SS: Hmm. That varies, too. I have a work called ALONG COME EVENING that I’ve performed two drafts on, but think it needs a third time through before II send it to a pre reader. After suggestions and other holes are spotted, I’ll do ‘er again, I reckon. Other times it goes smoother and pops out in a clearer vision. I have a sci fi novel I’ve been trying to write for years and it keeps kicking my ass.
You’ve built up a strong friendship, and trust with your beta readers, how valuable is their input?
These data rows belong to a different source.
PR #1188, opened 2015-08-07
Updated answer to question in faq.html

gk2go:
I've updated answer as discussed on JUnit's Yahoo! Group. 
@dsaff,  I think it is now under ~100 columns.
@kcooney, is this pull request now submitted against junit-team/junit?

UPDATED ANSWER:
If you are using JDK 1.3 or higher, you can use reflection to subvert the access control mechanism with the aid of the <a href="http://sourceforge.net/projects/privaccessor/">PrivilegedAccessor</a>. For details on how to use it, read <a href="http://www.onjava.com/pub/a/onjava/2003/11/12/reflection.html">this article</a>.
If you are using JDK 1.6 or higher and you annotate your tests with @Test, you can use <a href="http://dp4j.com">Dp4j</a> to inject reflection in your test methods. For details on how to use it, see <a href="http://dp4j.com/testscript">this test script</a>.

### DIFF
--- a/src/site/fml/faq.fml
+++ b/src/site/fml/faq.fml
@@ -720,11 +720,13 @@ public void testIndexOutOfBoundsExceptionNotRaised()
       For details on how to use it,
       read <a
       href="http://www.onjava.com/pub/a/onjava/2003/11/12/reflection.html">this
-      article</a>.<br>
-	  If you are using JDK 1.6 or higher and you annotate your tests with @Test,
-	  you can use <a href="http://dp4j.com">Dp4j</a> to inject reflection in your
-	  test methods. For details on how to use it, see <a 
-	  href="http://dp4j.com/testscript">this test script</a>.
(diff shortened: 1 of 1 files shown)


dsaff:
@gk2go, this appears to have broken the build, see above.

src/site/fml/faq.fml
```diff
@@ -720,7 +720,11 @@ public void testIndexOutOfBoundsExceptionNotRaised()
       For details on how to use it,
       read <a
       href="http://www.onjava.com/pub/a/onjava/2003/11/12/reflection.html">this
-      article</a>.
+      article</a>.<br>
```
kcooney: I think the `<br>` tag is what is breaking the build. Instead, use `<p>` and `</p>` around paragraphs.

gk2go:
@dsaff @kcooney, shall I close the pull request now?

PR #1190, opened 2015-08-12
Fixes #1189: JUnit4TestAdapter blocks JUnit-3-style suites that are included via @RunWith(Suite.class)

### LINKED ISSUE #1189: JUnit4TestAdapter blocks JUnit-3-style suites that are included via @RunWith(Suite.class)
The intention of junit.framework.JUnit4TestAdapter is to allow a JUnit-3-style test runner to run JUnit-4-style tests.

However, due to a bug in JUnit, this doesn't work when a JUnit-4-style test suite (@RunWith(Suite.class)) includes a JUnit-3-style suite class.
Happened to us in https://bugs.eclipse.org/bugs/show_bug.cgi?id=474777

To reproduce in JUnit itself:
- remove the @RunWith(AllTests.class) annotation from org.junit.tests.junit3compatibility.OldTests
- run the whole org.junit.tests.AllTests:
  - if you run it with a JUnit-4-style runner, it passes
  - but with a JUnit-3-style runner that calls the suite() method, it fails with:
```
AllTests (org.junit.tests)
org.junit.tests.AllTests
org.junit.tests.junit3compatibility.OldTests
initializationError(org.junit.tests.junit3compatibility.OldTests)
java.lang.Exception: No runnable methods
	at org.junit.runners.BlockJUnit4ClassRunner.validateInstanceMethods(BlockJUnit4ClassRunner.java:202)
	at org.junit.runners.BlockJUnit4ClassRunner.collectInitializationErrors(BlockJUnit4ClassRunner.java:138)
	at org.junit.runners.ParentRunner.validate(ParentRunner.java:416)
	at org.junit.runners.ParentRunner.<init>(ParentRunner.java:84)
	at org.junit.runners.BlockJUnit4ClassRunner.<init>(BlockJUnit4ClassRunner.java:68)
	at org.junit.internal.builders.JUnit4Builder.runnerForClass(JUnit4Builder.java:10)
	at org.junit.runners.model.RunnerBuilder.safeRunnerForClass(RunnerBuilder.java:59)
	at org.junit.internal.builders.AllDefaultPossibilitiesBuilder.runnerForClass(AllDefaultPossibilitiesBuilder.java:26)
	at org.junit.runners.model.RunnerBuilder.safeRunnerForClass(RunnerBuilder.java:59)
	at org.junit.runners.model.RunnerBuilder.runners(RunnerBuilder.java:101)
	at org.junit.runners.model.RunnerBuilder.runners(RunnerBuilder.java:87)
	at org.junit.runners.Suite.<init>(Suite.java:102)
	at org.junit.runners.Suite.<init>(Suite.java:70)
	at sun.reflect.NativeConstructorAccessorImpl.newInstance0(Native Method)
	at sun.reflect.NativeConstructorAccessorImpl.newInstance(NativeConstructorAccessorImpl.java:39)
	at sun.reflect.DelegatingConstructorAccessorImpl.newInstance(DelegatingConstructorAccessorImpl.java:27)
	at java.lang.reflect.Constructor.newInstance(Constructor.java:501)
	at org.junit.internal.builders.AnnotatedBuilder.buildRunner(AnnotatedBuilder.java:108)
	at org.junit.internal.builders.AnnotatedBuilder.runnerForClass(AnnotatedBuilder.java:86)
	at org.junit.runners.model.RunnerBuilder.safeRunnerForClass(RunnerBuilder.java:59)
	at org.junit.internal.builders.AllDefaultPossibilitiesBuilder.runnerForClass(AllDefaultPossibilitiesBuilder.java:26)
	at org.junit.runners.model.RunnerBuilder.safeRunnerForClass(RunnerBuilder.java:59)
	at org.junit.internal.requests.ClassRequest.getRunner(ClassRequest.java:33)
	at junit.framework.JUnit4TestAdapter.<init>(JUnit4TestAdapter.java:40)
	at junit.framework.JUnit4TestAdapter.<init>(JUnit4TestAdapter.java:34)
	at org.junit.tests.AllTests.suite(AllTests.java:246)
...
```
I'm preparing a pull request.

mkeller:


src/main/java/org/junit/internal/builders/AllDefaultPossibilitiesBuilder.java
```diff
@@ -40,7 +40,10 @@ protected JUnit3Builder junit3Builder() {
     }
 
     protected AnnotatedBuilder annotatedBuilder() {
-        return new AnnotatedBuilder(this);
+        // For compatibility with Request#classes(...) and the Suite runner,
+        // deeper nesting levels always need to support suite() methods:
+    	RunnerBuilder suiteBuilder = canUseSuiteMethod ? this : new AllDefaultPossibilitiesBuilder(true);
```
marcphilipp: The indentation seems off here.

src/test/java/org/junit/tests/junit3compatibility/JUnit4TestAdapterTest.java
```diff
@@ -0,0 +1,86 @@
...
+    @Suite.SuiteClasses(TestSuite3.class)
+    public static class TestSuite4ForTestSuite3 {
+    }
+    
+    /**
+     * Test a JUnit-4-style test suite that contains a test
+     * class that is a JUnit-3-style test suite.
+     */
+    @Test
+    public void testSuite4ForTestSuite3() {
```
marcphilipp: We don't normally use Javadoc to describe what a test tests but rather try to express that in the method name. Can you try to do that for all the tests in this class?

marcphilipp:
@dsaff Do you have time to take a look at this?

kcooney:
I worry that this change may have unintended consequences. For one, ifsomeone subclassed`AllDefaultPossibilitiesRunnerBuilder` this change would break them.

I am having problems wrapping my head around the problem (possibly due to lack of sleep :-). Can you include a simple reproducible test case in the bug?

src/main/java/org/junit/internal/builders/AllDefaultPossibilitiesBuilder.java
```diff
@@ -40,7 +40,10 @@ protected JUnit3Builder junit3Builder() {
     }
 
     protected AnnotatedBuilder annotatedBuilder() {
-        return new AnnotatedBuilder(this);
+        // For compatibility with Request#classes(...) and the Suite runner,
+        // deeper nesting levels always need to support suite() methods:
+        RunnerBuilder suiteBuilder = canUseSuiteMethod ? this : new AllDefaultPossibilitiesBuilder(true);
```
kcooney: As far as I can tell, the only way `canUseSuiteMethod` can be false is if you either explicitly created `AllDefaultPossibilitiesBuilder` and passed in false, or if you used `Request.classWithoutSuiteMethod()`. In either case, not using the suite method sounds like expected behavior.

Am I missing something

mkeller: AllDefaultPossibilitiesBuilder is clearly an internal class without any API, so nobody playing by the rules can be broken by my proposed fix.

There is no use case for the current behavior of `new AllDefaultPossibilitiesBuilder(false)`. It's just an implementation bug that should be fixed in JUnit 4. The Javadoc of Request#classWithoutSuiteMethod() supports that view by saying that it "will run all the tests in a class. If the class has a suite() method, it will be ignored."
=> Only the suite method of the given class should be ignored.

The only reason why that special request exists is to avoid the endless nesting that would otherwise occur if a test class uses the JUnit4TestAdapter in its suite() method (according to the API of JUnit4TestAdapter, see the added Javadoc in my fix).

mkeller: If you don't like the additional AllDefaultPossibilitiesBuilder or the additional RunnerBuilder, you can also take this variant, which solves the problem by replacing the bad AllDefaultPossibilitiesBuilder#canUseSuiteMethod with a field that holds the class for which to block the suite() method:
https://github.com/mkeller/junit/commit/5fea7c6e8f8c3cbfc142c0bc62c471e3079a0031

kcooney:
Unfortunately, many people directly use JUnit internal classes. Just in a few seconds I found this: http://www.programcreek.com/java-api-examples/index.php?api=org.junit.internal.builders.AllDefaultPossibilitiesBuilder

We have a very large number of users, so a breaking change that should affect no one will affect someone.

What's wrong with my proposal?

mkeller:
> What's wrong with my proposal?

It could probably be cleaned up and would work, but it would just be wrong to keep the bad constructor and hack around it to implement JUnit4TestAdapter properly. It doesn't make sense to have internal packages and then still treat them as untouchable API. To consistently take the wrong way, wouldn't you have to do the same dance with ClassRequest as well (to avoid breaking users that rely on undocumented behavior)? Once you're in the mud, you never get out again.

kcooney:
@mkeller regardless of whether we believe that other third-party projects should depend on code in internal packages, they do (and I don't blame them, since multiple times we made classes internal that should have been external). Since we know that this particular class is used by many projects, we should consider the cost of breaking them vs. the cost of having a clean internal API.

How about we compromise and add a second constructor to `AllDefaultPossibilitiesBuilder` that takes in a class instance, and update `ClassRequest` to pass in the class? That way we get the behavior you want, a mostly clean API, and we won't break anyone who creates or subclasses `AllDefaultPossibilitiesBuilder`.

I am less concerned about the behavior change in `ClassRequest`; I think the API makes the intent clear, and we wouldn't be causing compile-time breakages. It still could cause different tests to run then ran before the change, so I would recommend making these changes in the JUnit5 branch.

kcooney:
I'm closing this in favor of #1344

Issue #1182, opened 2015-07-09
Rename leftover fields with f-prefix


marcphilipp:
Due to serialization issues (see #976) we have decided not to rename certain fields in classes that implement `Serializable`. We should increment the `serialVersionUID` of those classes and rename the fields in 5.0.

Here's a list of classes:
- ArrayComparisonFailure.java - junit/src/main/java/org/junit/internal
- AssumptionViolatedException.java - junit/src/main/java/org/junit/internal
- ComparisonFailure.java - junit/src/main/java/org/junit
- Description.java - junit/src/main/java/org/junit/runner
- Failure.java - junit/src/main/java/org/junit/runner/notification
- InitializationError.java - junit/src/main/java/org/junit/internal/runners
- InitializationError.java - junit/src/main/java/org/junit/runners/model
- MaxHistory.java - junit/src/main/java/org/junit/experimental/max
- MultipleFailureException.java - junit/src/main/java/org/junit/runners/model

kcooney:
This would likely break people

PR #1191, opened 2015-08-18
Removef "f" prefixes from field names

alexpanov:
Fixed issue #1182, updated plugin versions


src/main/java/org/junit/ComparisonFailure.java
```diff
@@ -16,15 +16,15 @@
...
      */
     private static final int MAX_CONTEXT_LENGTH = 20;
-    private static final long serialVersionUID = 1L;
+    private static final long serialVersionUID = 2L;
 
     /*
      * We have to use the f prefix until the next major release to ensure
      * serialization compatibility. 
      * See https://github.com/junit-team/junit/issues/976
      */
```
marcphilipp: We should remove these comments, too, shouldn't we?

alexpanov: @marcphilipp Yes. I have removed this comment and all the others that reference the same issue. I have also found another class with an f-prefixed field name and fixed it. Please take a look.

kcooney:
Although I appreciate the effort, and I'm very much not a fan of having classes with field names starting with `f` I don't think we should submit this change.

In an early RC for 4.12 we tried renaming the fields, and it broke at least one IDE due to the serialization incompatibilities. I suspect numerous IDEs and build tools would be broken by the serialization changes, and many projects would be broken that access private fields by reflection (yes, it's ugly, and we prefer people ask us to provide extension points, but many projects continue to access fields).

All combined, these changes would delay the migration to JUnit5.

The benefits of renaming the fields are quite small (minor readability improvements).

I recommend we not rename fields in classes unless we need to make other changes to the classes that cannot be made in a way that is backwards and forwards compatible with serialization. When that happens, we can more easily weigh the befits of adding the features vs the cost of breaking people.

The JUnit Lambda effort has as one of it's goals "Decouple test execution and reporting from test definition and provisioning". Hopefully that will involve writing a test execution API that isn't as fragile with respect to serialization. When that API exists and is adopted, it should be safer to rename these fields.

PR #1195, opened 2015-08-27
Remove src/main/java/junit/runner/Version.java

mureinik:
This file is autogenerated from
src/main/java/junit/runner/Version.java.template during the build.

Keeping it in the SCM just generates noise, as you will may see it as
modified when you run mvn install. This is especially true for
newcommers, and may create a negative first impression of the project.


marcphilipp:
Thanks!

PR #1199, opened 2015-09-04
With ExpectedException, document that there should be no statements after the exceptional one.

eamonnmcmanus:
Add text to the documentation of ExpectedException that points out that it is a mistake to have statements after the one that is expected to throw the exception. A common bug pattern is to have verification statements after that statement, like Mockito.verifyNoMoreInteractions. These will of course never be executed, but an imperfect understanding of exactly how ExpectedException works leads people not to realize that.


kcooney:
Thanks for the contribution!

I wonder if we should go further and deprecated this class in favor of https://github.com/junit-team/junit/commit/bdb1799a6b58c4ab40c418111333f4e8e1816e7ee (or at the very least suggest it as an option)

eamonnmcmanus:
GitHub linkified `bdb1799` as a broken link but if I understand correctly it is a change that introduces a method `Assert.assertThrows(Class<? extends Throwable> expectedThrowable, ThrowingRunnable runnable)`. That is often much better than ExpectedException, especially with Java 8 where it is nicely succinct. However, it doesn't completely replace ExpectedException because it doesn't allow you to assert things about the exception message or its cause.

kcooney:
@eamonnmcmanus I fixed the link

The `expectThrows()` method returns the exception that was thrown by the lamba. You can make assertions on the exception message either with simple JUnit assert methods or with an assertion framework like Truth.

eamonnmcmanus:
I hadn't picked up on `expectThrows`. In that case, I think using `assertThrows`/`expectThrows` is clearly better than using `ExpectedException` on Java 8 or later. With earlier versions of Java the verbosity of anonymous classes makes that less clear. So probably deprecation would be too strong. What do you think of the [wording](https://github.com/junit-team/junit/pull/1199/files#diff-2bf153b68f2b7e3f28a61be21d98cdd3R17) I've added to the beginning of `ExpectedException`?

src/main/java/org/junit/rules/ExpectedException.java
```diff
@@ -14,7 +14,10 @@
 
 /**
  * The {@code ExpectedException} rule allows you to verify that your code
- * throws a specific exception.
+ * throws a specific exception. Note that {@link org.junit.Assert#assertThrows Assert.assertThrows}
```
kcooney: I new wording looks good, but probably belongs in aa new paragraph, probably near the bottom.of the Javadoc.

I am also not sure if the link tags will work if you don't specify parameters.

Finally, I think you can remove the parenthesis around the last sentence.

src/main/java/org/junit/rules/ExpectedException.java
```diff
@@ -34,16 +41,19 @@
...
+ * <p>You have to add the {@code ExpectedException} rule to your test.
  * This doesn't affect your existing tests (see {@code throwsNothing()}).
- * After specifiying the type of the expected exception your test is
+ * After specifying the type of the expected exception your test is
  * successful when such an exception is thrown and it fails if a
  * different or no exception is thrown.
  *
- * <p>
- * Instead of specifying the exception's type you can characterize the
- * expected exception based on other criterias, too:
```
eamonnmcmanus: Couldn't resist fixing "criterias" while I was here.

src/main/java/org/junit/rules/ExpectedException.java
eamonnmcmanus: Link tags without parameters do work, but only if there are no overloads. Since that would be a fragile state of affairs, I've added the parameters. I also followed your other suggestions, except for putting the new text at the end. If we're trying to encourage people to move to `assertThrows` then we probably don't want to bury that suggestion at the end of the text? Putting it at the top feels more like the effect we would get with `@deprecated`, though I admit it is a bit clunky.

sgz-xiaowu:
来自我的华为手机-------- 原始邮件 --------主题：Re: [junit] With ExpectedException, document that there should be no statements after the exceptional one. (#1199)发件人：蒩monn McManus 收件人：junit-team/junit 抄送：I hadn't picked up on expectThrows. In that case, I think using assertThrows/expectThrows is clearly better than using ExpectedException on Java 8 or later. With earlier versions of Java the verbosity of anonymous classes makes that less clear. So probably deprecation would be too strong. What do you think of the wording I've added to the beginning of ExpectedException?

src/main/java/org/junit/rules/ExpectedException.java
stefanbirkner: I agree with @eamonnmcmanus that the note about `assertThrows` should be at the top, because it is an important message for all Java 8 users.

src/main/java/org/junit/rules/ExpectedException.java
```diff
@@ -14,7 +14,14 @@
 
 /**
  * The {@code ExpectedException} rule allows you to verify that your code
- * throws a specific exception.
+ * throws a specific exception. Note that
+ * {@link org.junit.Assert#assertThrows(java.lang.Class, org.junit.Assert.ThrowingRunnable)
+ * Assert.assertThrows}
+ * is often a better choice since it allows you to express exactly where you
```
stefanbirkner: We should mention that this is only the case for Java 8. With Java < 8 you have to use anonymous classes that are hard to read.

eamonnmcmanus: OK, how about the text now?

PR #1201, opened 2015-09-17
Fix Samuraism's logo path

yusuke:


jlink:
I had already fixed it myself. Thanks for the contribution!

SS: One has to be able to trust the opinion of someone. I know a few writers that think they are sliced better and the plate underneath it, too. They have pre readers that only tell them they ARE the bomb. I’m not delicate to think I mighta done something that blows donkeys. I trust my friends to tell me if it isn’t working out. I have a massive epic (unpubbed) that I’ve been working on for a few years. I let a couple pre readers look at ti at last. One gushed over it and I was like YES! Knew I nailed it! However, another, a guy who I really trust, said, basically, “It’s good, but the main character isn’t much different than other characters you do.” At first, that burned my ass as I thought I’d really done a great work. On further review, he’s right. Ya gotta be able to learn from advice.
For those who have read your work, they will be aware of the recurring character of Kent Gowran. What was the first story he appeared in?
SS: Oh, I think I killed Kent first in the roughs of what became STRONGER THAN DEATH, but he has lived in the past couple works. Kent isn’t in OVERKILL (not even as a body template) or the forthcoming HELL BILLY, but Joe Howe and Hickerson have cameos.
And what is it about our dear friend Kent that causes you to give him one horrific death after another? Do you think you will ever let Kent get the girl and ride of into the sunset on a white stallion?
SS: Some guys just have it coming, lol. I let him live in the story DEEP THROAT…WITH ZOMBIES. The image of Kent getting the gal and heading off on a white horse might just inspire something amusing…
Are any of your other characters based on real people and are they aware of this?
SS: Quite a few folks are used as body templates, or I need a shape or a LOOK for a person. They never know it. One guy who I really despise dies badly in every work I do. Petty? Sure. But he brings out the worst in me and the scenes are always memorable. He’s the Admiral in OVERKILL and was the leader of the cult in TORMENTOR. Who is he really? I’ll never tell. It isn’t always so silly, though. Judy Dench was in my head when describing a Queen once. Other times, I have a few fans who think I am talking about them and that isn’t so. It’s all fun & games. The mortican in HELL BILLY is named Mark Calloway. That is the real name of the Undertaker in WWE. I needed a tall, creepy dude.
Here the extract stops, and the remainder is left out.